Wenn ich richtig sehe fehlen da sogar noch fittings. 4x für Radiatoren, 2x für CPU, 2x für GPU und 2x für Pumpe = 10 Stk.
Und da hast du "nur" gerade fittings die an der einen oder anderen Stelle auch Probleme machen können.

Also tendenziell eher 500€ 


Ich habe selber auch vor kurzem kompletten custom loop mit CPU und GPU gemacht mit dem selben Gehäuse auch ein Supressor F51


----------



## Lios Nudin (9. April 2018)

Gut, mit zwei zusätzlichen 90° Winkel für die DCP 450 würde er bei 441€ inklusive Versand landen. Die restlichen Verbindungen lassen sich bequem mit 16/10er Schlauch verlegen.

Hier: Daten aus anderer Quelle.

PR #625, opened 2024-04-05
fixing cron in #602

### LINKED ISSUE #602: [BUG] Cron Schedule not working in v0.8.0
**Describe the bug**
Cron Schedule stop working after upgrade to v0.8.0

**Expected behavior**
Cron Schedule should executed as normal
AnalogJ/scrutiny/metrics  doesn't start as planned by cron

AnalogJ:
Updated s6overlay to v3
Note:  xz-utils was added as a requirement for s6-overlay (using safe 5.4.1 instead of compromised 5.6.x versions)
fixes #602

### DIFF
--- a/docker/Dockerfile
+++ b/docker/Dockerfile
@@ -30,8 +30,9 @@ EXPOSE 8080
 WORKDIR /opt/scrutiny
 ENV PATH="/opt/scrutiny/bin:${PATH}"
 ENV INFLUXD_CONFIG_PATH=/opt/scrutiny/influxdb
-ENV S6VER="1.21.8.0"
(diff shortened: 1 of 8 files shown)


docker/Dockerfile
```diff
@@ -41,20 +42,22 @@ RUN apt-get update && DEBIAN_FRONTEND=noninteractive \
     curl \
     smartmontools \
     tzdata \
+    procps \
+    xz-utils \
```
AnalogJ, line 46: note about `xz-utils`: I'm aware of the vulnerability - the compromised version was removed from the Debian upstream, and is not present in this image.

PR #95, opened 2020-12-08
Sandbox, Import/Export tool, and Syn toggling

dannylamb:
Does the above^^

Plus it guts the startup script and I'm pushing that stuff into the Makefile in `isle-dc`.  Will link PR when it's ready.


drupal/rootfs/etc/confd/templates/setup-environment.sh.tmpl
```diff
@@ -33,7 +33,7 @@ multisubstitute
   define DB_USER "drupal_default"
   define EMAIL "webmaster@localhost.com"
   define INSTALL "true"
-  define INSTALL_EXISTING_CONFIG "false"
+  define INSTALL_EXISTING_CONFIG "true"
```
nigelgbanks, line 36: Maybe override it in the demo image as there is no configuration in the base Drupal image.

demo/Dockerfile
```diff
@@ -5,56 +5,22 @@ FROM local/nginx:latest as composer
...
-    composer create-project drupal/recommended-project:^8.9 \
-        --prefer-dist \
-        --no-interaction \
-        --stability stable \
-        --no-dev \
-        --no-install \
-        /var/www/drupal \
-    && \
+    # Get the Drupal codebase
+    git clone https://github.com/dannylamb/islandora-sandbox && \
```
nigelgbanks, line 9: There is a helper https://github.com/Islandora-Devops/isle-buildkit/blob/main/crayfish/Dockerfile#L8 `git-clone-cached.sh` which might be helpful in reducing build times.

noahwsmith:
The only thing I found is that GEMINI needs to be remove here:

https://github.com/Islandora-Devops/isle-buildkit/blob/post-sprint-4/drupal/rootfs/etc/islandora/utilities.sh#L80

dannylamb:
:bowing_man: Thx for the commit.

I think it's time this becomes a real pull request.

dannylamb:
Missed a default.  I've confirmed this works with and without secrets now.

noahwsmith:
Pulling all the images into our work, this seems to work well without secrets. I must have missed something in my merge because secrets don't work anymore with all of this merged into our work. But they seem to work independently...

dannylamb:
@noahwsmith I think I changed one of the secrets from being Fedora specific to Tomcat specific.  Maybe it's that?  I'm pretty sure I can revert that and we can test.

fcrepo6/README.md
```diff
@@ -0,0 +1,62 @@
...
+
+| Environment Variable           | Etcd Key                        | Default                           | Description |
+| :----------------------------- | :------------------------------ | :-------------------------------- | :---------- |
+| FCREPO_ACTIVEMQ_BROKER         | /fcrepo/activemq/broker         | tcp://activemq:61616              |             |
+| FCREPO_ACTIVEMQ_QUEUE          | /fcrepo/activemq/queue          | fedora                            |             |
+| FCREPO_ACTIVEMQ_TOPIC          | /fcrepo/activemq/topic          | fedora                            |             |
+| FCREPO_BINARYSTORAGE_TYPE      | /fcrepo/binarystorage/type      | file                              |             |
+| FCREPO_CATALINA_OPTS           | /fcrepo/catalina/opts           |                                   |             |
+| FCREPO_DB_HOST                 | /fcrepo/db/host                 | mariadb                           |             |
+| FCREPO_DB_NAME                 | /fcrepo/db/name                 | fcrepo                            |             |
```
nigelgbanks, line 36: See notes above about environment variables.

fcrepo6/rootfs/etc/cont-init.d/03-fcrepo-setup.sh
```diff
@@ -0,0 +1,102 @@
+#!/usr/bin/with-contenv bash
+set -e
+
+function execute_sql_file {
+    execute-sql-file.sh \
+        --driver "${FCREPO_PERSISTENCE_TYPE}" \
```
nigelgbanks, line 6: See notes above for fcrepo4, May or may not be relevant to this since `repository.json` is no longer in use.

fcrepo6/rootfs/etc/confd/templates/setenv.sh.tmpl
```diff
@@ -0,0 +1,16 @@
+#!/bin/sh
+export JAVA_OPTS="{{ getv "/java/opts" "" }}"
+export CATALINA_OPTS="{{ getv "/catalina/opts" (getenv "FCREPO_CATALINA_OPTS") }}"
+export CATALINA_OPTS="${CATALINA_OPTS} -Dfcrepo.home=/data/home"
+export CATALINA_OPTS="${CATALINA_OPTS} -Dfcrepo.velocity.runtime.log=/opt/tomcat/logs/velocity.log"
+export CATALINA_OPTS="${CATALINA_OPTS} -Dfcrepo.jms.baseUrl=http://{{ index (lookupIP (getenv "HOSTNAME")) 0 }}/fcrepo/rest"
+export CATALINA_OPTS="${CATALINA_OPTS} -Dfcrepo.external.content.allowed=/opt/tomcat/conf/allowed-external-content.txt"
+export CATALINA_OPTS="${CATALINA_OPTS} -Dfcrepo.autoversioning.enabled=false"
+export CATALINA_OPTS="${CATALINA_OPTS} -Dfcrepo.db.url=jdbc:{{ getv "/persistence/type" (getenv "FCREPO_PERSISTENCE_TYPE") }}://{{ getv "/db/host" (getenv "FCREPO_DB_HOST") }}:{{ getv "/db/port" (getenv "FCREPO_DB_PORT") }}/fcrepo"
```
nigelgbanks, line 9: I assume there is no `repository.json` in fcrepo6 seems like the defaults here would cause problems? Like the default for `FCREPO_PERSISTENCE_TYPE` is file?

nigelgbanks (commented):
Lot had changed since the last time I gave a look so I thought I would look in again, it looks like it has come along way. I just mainly had some concerns around the environment variables and what looks like potential issues with defaults.

dannylamb:
Thanks for the feedback @nigelgbanks . I agree, the defaults are problematic for fcrepo6, but I wasn't sure how best to handle that, as well as splitting apart the mysql vs postgres variables.  I could've sworn I grepped for their usage and came up short, which is why I just straight up overwrote them, but I guess not.  One of those bad decisions made during "make it work" mode.

I'll make another pass at this and try to re-work things...  I"m :facepalm: 'ing hard just looking at those templates which need not be templates....

fcrepo/Dockerfile
```diff
@@ -27,18 +33,19 @@ ENV \
     FCREPO_ACTIVEMQ_QUEUE=fedora \
     FCREPO_ACTIVEMQ_TOPIC=fedora \
     FCREPO_BINARYSTORAGE_TYPE=file \
-    FCREPO_DB_MYSQL_HOST=mariadb \
-    FCREPO_DB_MYSQL_PORT=3306 \
```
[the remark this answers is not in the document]
noahwsmith: That may have been my problem- Fedora couldn't find its database when I was using secrets.

nigelgbanks:
You probably had them as templates before the rebase and changes to the confd system which makes sense.

Pulling the sandbox in as a demo makes a lot of sense, let me know if/when you want me to setup default_content in https://github.com/dannylamb/islandora-sandbox.

nigelgbanks:
@dannylamb I merged main into your branch to unblock @zacanbot and his work on Kubernetes.

alpaca/Dockerfile
```diff
@@ -29,7 +29,6 @@ RUN bin/start && \
 
 # Triple indexing
 RUN bin/start && \
-    bin/client -r 10 -d 5  "feature:install fcrepo-indexing-triplestore" && \
```
nigelgbanks, line 32: This service is keeping me from being able to run on Arm for some reason I cannot sort out (Karaf makes me wanna pull my hair out), is it not needed on main either?

dannylamb:
Ok, I've finally wrapped up all the code/test stuff for our php code and can circle back to this.  Thank you for your patience :bow: .  We'll get there.

drupal/rootfs/etc/islandora/utilities.sh
```diff
@@ -360,29 +359,31 @@ function configure_islandora_module {
...
+	drush -l "${site_url}" role:create fedoraadmin fedoraAdmin
+    fi
+    drush -l "${site_url}" -y user:role:add fedoraadmin admin
 }
 
 # After enabling and importing features a number of configurations need to be updated.
 function configure_islandora_default_module {
+    if ! drush pm-list --pipe --type=module --status=enabled --no-core | grep -q islandora_defaults; then
+	echo "islandora_defaults is not installed.  Skipping configuration"
+        return 0
```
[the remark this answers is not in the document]
dannylamb: nah, i'll fix 'em.  dang tabs...

dannylamb:
@nigelgbanks @noahwsmith I've made another pass.  Any :eyes: on this would be appreciated.

noahwsmith:
Hi Danny - I'm pretty deep underwater at the moment, but can test over the weekend if this is still open.

nigelgbanks (approved):

nigelgbanks:
Changes look good, and everything appears to work for me locally

PR #96, opened 2020-12-08
Refactor how environment variables secrets and defaults are set.

nigelgbanks:
Removes confd generated scripts
Makes clearer the order in which configuration can be provided
Secrets no longer need an accompanying environment variable.


nigelgbanks:
When merged this requires that https://github.com/Islandora-Devops/isle-dc/pull/133 is also merged.

nigelgbanks:
Looks like changing the base image and rebuilding the whole thing now exceeds the 30 minute time limit.

nigelgbanks:
This should wait until https://github.com/Islandora-Devops/isle-buildkit/pull/104 is merge as changes will be required. I can't seem to put the pull request into draft mode though so a text warning will have to suffice!

nigelgbanks:
@dannylamb I've sorted out the merge conflicts and tested Matomo this should now be ready for you to continue your review.

nigelgbanks:
Also a reminder that this should be tested with https://github.com/Islandora-Devops/isle-dc/pull/133 and that the handle pull request mentioned [here](https://github.com/Islandora-Devops/isle-buildkit/pull/96#issuecomment-759816425) will be handled after this is merged instead of before.

dannylamb (approved):
Tested with https://github.com/Islandora-Devops/isle-dc/pull/133 and it passes basic smoke/sanity tests.  The pattern introduced here is good. :rocket:

PR #97, opened 2020-12-08
Clear git repository cache and re-attempt if checkout for given commi…

nigelgbanks:
…t fails, clear cache on script failure.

- EK Water Blocks EK-FC 1080 GTX TF6 - Nickel
- Aqua Computer Webshop -  cuplex kryos PRO fur Sockel 1366/1156/1155/775, G1/4, 2. Wahl 21571 (keine Versandkosten)
- Magicool DCP450 - DC 12V Pumpe
- O-Ring 63,22 x 1,78 mm BS037 NBR 70° +/- 5° Shore A schwarz/blac - IR Dichtungstechnik (mit Briefversand 3€)
- 2x Magicool G2 Slim Radiator 16 FPI - 360mm
- https://www.caseking.de/aqua-computer-double-protect-ultra-1l-orange-wazu-244.html
- 3x https://www.caseking.de/mayhems-ultra-clear-schlauch-16-10-mm-1m-wazu-659.html
- 6x https://www.caseking.de/noctua-nf-s12b-redux-1200-pwm-120mm-luna-034.html
- 2x https://www.caseking.de/ek-water-bl...fuer-3x-4-pin-pwm-luefter-10-cm-waek-823.html
- 8x https://www.caseking.de/anschluss-g1-4-zoll-16-10-gerade-chrome-wasc-214.html
- 2x https://www.caseking.de/ek-water-blocks-ek-af-angled-90-grad-g1-4-nickel-waek-944.html


----------



## USAFALKE (10. April 2018)

parad0xr schrieb:


> Ich habe selber auch vor kurzem kompletten custom loop mit CPU und GPU gemacht mit dem selben Gehäuse auch ein Supressor F51



Hast du zufällige weiße Bilder oder Video wie es bei dem Gehäuse aus sieht?



Lios Nudin schrieb:


> Gut, mit zwei zusätzlichen 90° Winkel für die DCP 450 würde er bei 441€ inklusive Versand landen. Die restlichen Verbindungen lassen sich bequem mit 16/10er Schlauch verlegen.
> 
> 
> - EK Water Blocks EK-FC 1080 GTX TF6 - Nickel
> ...



Hört sich sehr Interessant an, aber was ich mich eha Frage: Macht es eigentlich Sinn, wenn man sage ich mal den CPU erst aufbaut und danach Irgend wann dan die Graka?
Oder macht es kein Sinn!?


----------



## Lios Nudin (10. April 2018)

Eigentlich ist bei deiner Grafikkarte der positive Effekt größer als bei deiner CPU. Bei CPU oder GPU lässt du eben einen Radiator+Lüfter weg, nimmst 2m statt 3m Schlauch und beschränkst dich auf 6 gerade Anschlüsse.


----------



## eXquisite (11. April 2018)

*AW: THERMALTAKE WATER 3.0 PERFORMER C?*



tobse2056 schrieb:


> Die Raijintek Orcus ist heut angekommen, schon nach dem anschließen der Pumpe bei 7V war das brummen so laut das ich beschlossen habe sie zurückzuschicken.
> 
> Ich kann nicht verstehen wie alle Test's sagen das die Pumpe  bei 12V sehr leise und 7v nicht hörbar ist.
> Entweder sind die Tester alle Taub oder ich bin zu empfindlich.
> ...



Genau so saß ich auch da  
Mit H100i und Silent Loop, ich bin aber auch n Typ ohne HDD im Rechner, trotzdem ist mir alles zu laut - hab jetzt auch die H115i gehört - arsch laut - und ne Laing D5 hab ich auch schon mal gehört - ist mir auch zu laut.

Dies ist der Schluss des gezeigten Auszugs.